I don’t know why, but there appears to be a resurgence in the orders for daydresses amongst my clients. This one will be sent off to Amsterdam in the next couple of days.
It makes a change from the 2-pc jacket with trousers or skirt, maybe due to the use of the dress as an alternative to stretch the wardrobe.
The lure of the daydress is its practicality. It can be as versatile as a suit, and its sense of tailored femininity gives a figure enhancing simplicity.
I see the advantage in its flexibility;
can be worn from day to evening
is easily accommodated and accessorised with staple garments
comfortable, with less fit and constriction at the waist
with colour and detail it can enhance proportions
It has an inbuilt convenience too when it comes to travelling; much easier to pack than a suit.
And there are many variations;
Shirtwaist, a dress with a bodice (waist) like a tailored shirt and an attached straight or full skirt
Sheath, a fitted, often sleeveless dress, often without a waistseam(1960s)
Shift, a straight dress with no waist shaping or seam (1960s)

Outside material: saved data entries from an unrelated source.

PR #950, opened 2020-09-25
Support __index__ on additional code paths in Bytes/ByteArray construction

BCSharp:
I had to tweak `bytes` construction a little again. Apparently, it is not only  "always call `__bytes__`", but also  "always call `__index__`" — except when constructing from `str` or `int` derived classes…

A similar story in `bytearray`.


slozier (approved):
Looks good to me.

A though that came to be while looking is that `int.from_bytes(2, 'big')` probably shouldn't work (and indeed it doesn't with CPython). Similarly, there should be no `__index__` calls when going through `int.from_bytes`.

BCSharp:
Any idea why `test_smtpnet.SmtpTest('test_connect_starttls')` fails on Azure Pipelines?

slozier:
No idea for the smtp stuff. Looking at the log is seems like `test_smtplib` runs to completion in about 5 seconds, but them becomes stuck and times out after 10 minutes.

Issue #957, opened 2020-10-03
Subclasses of str missing __iter__ attribute


BCSharp:
```python
class A(str): pass
getattr(A("abc"), '__iter__')
```

CPython produces `<method-wrapper '__iter__' of A object at 0x00000000031584F8>` (a factory for an iterator of length 3).
IronPython (release) throws `AttributeError: 'A' object has no attribute '__iter__'`
IronPython (debug) hits `Debug.Assert(false)` at PythonTypes.cs:523

Originally discovered during analysis of #955.

slozier:
This got resolved by https://github.com/IronLanguages/ironpython3/pull/1088

PR #958, opened 2020-10-03
Prevent using str type arg in int.from_bytes

### LINKED ISSUE #955: Assertion error when running test_bytes in debug mode
`test_bytes.test_dunder_index` raises a .NET assertion error when run in `Debug` mode. Haven't looked at the details.

@BCSharp

BCSharp:
Resolves #955, that is, the debug mode tests pass and the error message for `int.from_bytes("abc", 'big')` is aligned with CPython.

It does not resolve the underlying issue, for which I have created a separate issue report (#957).


slozier (approved):
Thanks!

Jumper dress (American English) or Pinafore dress (British English) is a sleeveless dress intended to be worn over a layering top or blouse. Jumper dresses exist for both summer and winter wear.
Sundress is an informal sleeveless dress of any shape in a lightweight fabric, for summer wear.
Tent, a dress flared from above the bust, sometimes with a yoke (1960s, renewed popularity after 2005)
Maxi dress, a long, formfitting, floor or ankle length dress.
Wrap dress, a dress with a front closure formed by wrapping one side across the other and knotting the attached ties on the side, or fastening buttons. This forms a V-shaped neckline and hugs a woman’s curves. A faux wrap dress resembles this design, except that it comes already fastened together with no opening in front, but instead is slipped on over the head. (1970s; renewed popularity from late 1990s)
Here is something with a wholly different sense of ‘attitude’ which was commissioned from me during my time at Hardy Amies.
I feel that a tailored daydress is a very good start when planning a wardrobe, and also a welcome addition to a set of staple garments already in place.